(Data excerpts)

PR #2053, opened 2024-11-25
src: replace Promise chains with async/await

cjihrig:
This helps with readability of the code. It also removed some Promises that were not not needed.

### DIFF
--- a/src/log.ts
+++ b/src/log.ts
@@ -136,36 +136,35 @@ export class Log {
         requestInit.signal = controller.signal as AbortSignal;
         requestInit.method = 'GET';
 
-        await fetch(requestURL.toString(), requestInit)
-            .then((response) => {
-                const status = response.status;
-                if (status === 200) {
-                    // TODO: the follow search param still has the stream close prematurely based on my testing
-                    response.body.pipe(stream);
-                } else if (status === 500) {
-                    const v1status = response.body as V1Status;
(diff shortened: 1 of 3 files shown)


src/log.ts
```diff
@@ -136,36 +136,35 @@ export class Log {
...
+            } else {
+                throw new ApiException<undefined>(
+                    status,
+                    'Error occurred in log request',
+                    undefined,
+                    normalizeResponseHeaders(response),
+                );
+            }
+        } catch (err: any) {
+            throw new ApiException<undefined>(err, 'Error occurred in log request', undefined, err);
```
cjihrig, line 166: Note - this line is ported from the previous `catch()` call, but I don't think passing `err` as the first parameter is actually correct. `catch()` typed `err` as `any`. When I changed to a `try...catch`, that typing was not there and TypeScript complained that the first argument should be a numeric code (probably similar to how `src/metrics.ts` does it).

brendandburns: Yeah, I'm on board with switching this to match metric.ts

brendandburns:
This basically looks good to me, one response to your query, but happy to merge as-is if you prefer,

cjihrig:
I've updated the `catch` block to work like the one in the metrics file.

mstruebing:
/lgtm
/approve

Thanks 🚀

PR #2091, opened 2024-12-05
Proxy url

krmodelski:
Add http/https and socks proxy support


brendandburns:
This looks good to me, thanks for adding tests.

Once this merges, you may want to cherry-pick it into the `release-1.x` since that is where we are going to focus development going forward.

mstruebing:
Code looks good to me as well, I did not test it though.
Therefore I'm hesitant to approve right now.
I would need a couple of days to test, if anyone else has time it would be much appreciated. 🙏

brendandburns:
@mstruebing I'm personally ok to merge w/o e2e testing. I'm confident that this won't break anyone who doesn't have `proxy-url` in their kubeconfig, and if it breaks people with `proxy-url` in their config, we can take those issues as they come, since it doesn't work at all today, it seems low-risk.

wdyt?

mstruebing:
Sounds good, considering that this is a new feature it shouldn't break anything you are right.

/lgtm
/approve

→ **What you will do**
Give an exact copy of the lines from the one with "This basically looks" through the end of the entries, both ends included.

→ **Response to the exercise**
This basically looks good to me, one response to your query, but happy to merge as-is if you prefer,

cjihrig:
I've updated the `catch` block to work like the one in the metrics file.

mstruebing:
/lgtm
/approve

Thanks 🚀

PR #2091, opened 2024-12-05
Proxy url

krmodelski:
Add http/https and socks proxy support


brendandburns:
This looks good to me, thanks for adding tests.

Once this merges, you may want to cherry-pick it into the `release-1.x` since that is where we are going to focus development going forward.

mstruebing:
Code looks good to me as well, I did not test it though.
Therefore I'm hesitant to approve right now.
I would need a couple of days to test, if anyone else has time it would be much appreciated. 🙏

brendandburns:
@mstruebing I'm personally ok to merge w/o e2e testing. I'm confident that this won't break anyone who doesn't have `proxy-url` in their kubeconfig, and if it breaks people with `proxy-url` in their config, we can take those issues as they come, since it doesn't work at all today, it seems low-risk.

wdyt?

mstruebing:
Sounds good, considering that this is a new feature it shouldn't break anything you are right.

/lgtm
/approve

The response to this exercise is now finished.